The current state of American sanctuary cities

Sanctuary cities are buckling under the pressure of the influx of asylum-seekers

A bus carrying migrants.
Sanctuary cities are struggling to keep up with the influx of migrants.
(Image credit: Illustrated/Gettyimages)

Immigration continues to be one of the most polarizing issues in the U.S. The ongoing struggle between border states like Texas and Florida and sanctuary cities across the country embodies that tension. Since last year, thousands of people who showed up at the border seeking refuge have been mass relocated to sanctuary cities to protest the Biden administration's immigration policies.

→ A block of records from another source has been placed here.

PR #1909, opened 2023-11-15
MB-59447: support nested/chunked vectors

moshaad7:
Enable user to chunk vectors ([]float32) into nested_vectors ([][]float32).
This is helpful to capture more intent from text or to use multiple vector generation models for the same input.

While mapping a document, user submitted nested_vectors are flattened and submitted to bleve_index_api.Index impl (Scorch).
Scorch will then submit it to the segment plugin (Zapx).

Zapx is expected to realise that this flattened_vector have length more than Dims.
zapx should read all the subVecs out of the flattened_vector and index them individually.

We are not passing the nested_vector directly to zap. This is done to keep the API contract intact.

related changes:
    https://github.com/blevesearch/zapx/pull/185

### DIFF
--- a/mapping/mapping_vectors.go
+++ b/mapping/mapping_vectors.go
@@ -37,49 +37,97 @@ func NewVectorFieldMapping() *FieldMapping {
 	}
 }
 
+// validate and process a flat vector
+func processFlatVector(vecI interface{}, dims int) ([]float32, bool) {
+	vecV := reflect.ValueOf(vecI)
+	if !vecV.IsValid() || vecV.Kind() != reflect.Slice || vecV.Len() != dims {
+		return nil, false
+	}
+
+	rv := make([]float32, dims)
+	for i := 0; i < vecV.Len(); i++ {
+		item := vecV.Index(i)
+		if !item.CanInterface() {
+			return nil, false
+		}
+		itemI := item.Interface()
+		itemFloat, ok := util.ExtractNumericValFloat32(itemI)
+		if !ok {
+			return nil, false
+		}
+		rv[i] = itemFloat
+	}
+
+	return rv, true
+}
+
+// validate and process a vector
+// max supported depth of nesting is 2 ([][]float32)
+func processVector(vecI interface{}, dims int) ([]float32, bool) {
+	vecV := reflect.ValueOf(vecI)
+	if !vecV.IsValid() || vecV.Kind() != reflect.Slice || vecV.Len() == 0 {
+		return nil, false
+	}
+
+	// Let's examine the first element (head) of the vector.
+	// If head is a slice, then vector is nested, otherwise flat.
+	headI := vecV.Index(0).Interface()
+	headV := reflect.ValueOf(headI)
+	if !headV.IsValid() {
+		return nil, false
+	}
+	if headV.Kind() != reflect.Slice { // vector is flat
+		return processFlatVector(vecI, dims)
+	}
+
+	// # process nested vector
+
+	// pre-allocate memory for the flattened vector
+	// so that we can use copy() later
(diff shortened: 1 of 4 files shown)


mapping/mapping_vectors.go
```diff
@@ -36,45 +36,97 @@ func NewVectorFieldMapping() *FieldMapping {
...
-		options := fm.Options()
-		field := document.NewVectorFieldWithIndexingOptions(fieldName,
-			indexes, vector, fm.Dims, fm.Similarity, options)
-		context.doc.AddField(field)
+		flatVector, ok := processFlatVector(subVecI, dims)
+		if !ok {
+			return nil, false
+		}
+
+		copy(rv[i*dims:(i+1)*dims], flatVector)
```
Thejas-bhat, line 108: more of a question here, is there a difference (perf wise) between the one you've used and the following way of populating the float array:

`rv = append(rv, flatVector...)`

which is functionally same, since the copy statement is also technically appending to the rv slice.

i know that if you use the append way, it won't dynamically allocate the memory since you've already assigned it before the loop, but just curious as to whether one is better than the other. please let me know if this makes sense

mapping/mapping_vectors.go
```diff
@@ -37,45 +37,97 @@ func NewVectorFieldMapping() *FieldMapping {
...
 
-func (fm *FieldMapping) processVector(propertyMightBeVector interface{},
-	pathString string, path []string, indexes []uint64, context *walkContext) {
-	propertyVal := reflect.ValueOf(propertyMightBeVector)
-	if !propertyVal.IsValid() {
-		return
+// validate and process a flat vector
+func processFlatVector(vecI interface{}, dims int) ([]float32, bool) {
+	vecV := reflect.ValueOf(vecI)
+	if !vecV.IsValid() || vecV.Kind() != reflect.Slice || vecV.Len() != dims {
```
moshaad7, line 43: If we mandate caller of processFlatVector to make sure that vecI is valid, is slice and len equal dims.
Then, we can avoid checking it here.

mapping/mapping_vectors.go
moshaad7: You are right that using copy() or append() can help us achieve the same functional goal.

With pre-allocating the space for resultant slice, we can ensure that append() doesn't perform any allocation while copying the elements.
But even then, it is slower than copy(). 
I am not sure of exact reason, but I suspect the book-keeping operations may be making append() slower than copy() in such case.

Here is my benchmarking test to compare these two:
https://gist.github.com/moshaad7/f459123d336a1a1375621fd5c19578a2

mapping/mapping_vectors.go
```diff
@@ -36,45 +36,97 @@ func NewVectorFieldMapping() *FieldMapping {
...
 }
 
-func (fm *FieldMapping) processVector(propertyMightBeVector interface{},
-	pathString string, path []string, indexes []uint64, context *walkContext) {
-	propertyVal := reflect.ValueOf(propertyMightBeVector)
-	if !propertyVal.IsValid() {
-		return
+// validate and process a flat vector
+func processFlatVector(vecI interface{}, dims int) ([]float32, bool) {
+	vecV := reflect.ValueOf(vecI)
```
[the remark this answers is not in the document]
moshaad7: done

mapping/mapping_vectors.go
moshaad7: done

abhinavdangeti (changes requested):
This looks good. Let merge this only after getting the zapx commit in and updating the go.mod within this PR.

abhinavdangeti (approved):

Leaders in these cities have begged the federal government to step in as the influx of immigrants has outpaced the resources they have to offer.

Recently the spotlight has been on New York City, where the situation has become so dire Mayor Eric Adams declared there was "no more room." The city's "descent from a place that was managing to keep up, just barely, with a ceaseless flow of asylum seekers to a place that had declared defeat was sudden," The New York Times wrote. "From this moment on, it's downhill," Adams said at a City Hall news conference last week. As the crisis in NYC plays out, people are looking at it as an example of how sanctuary cities handle the influx of asylum seekers.

What are sanctuary cities?

Currently, sanctuary cities or states are communities with policies that limit local law enforcement's cooperation with federal authorities' efforts to deport immigrants. For the past few decades, "U.S. sanctuary city policies have been chiefly about welcoming immigrants whom the federal government has refused to grant humanitarian protection," The Washington Post explained.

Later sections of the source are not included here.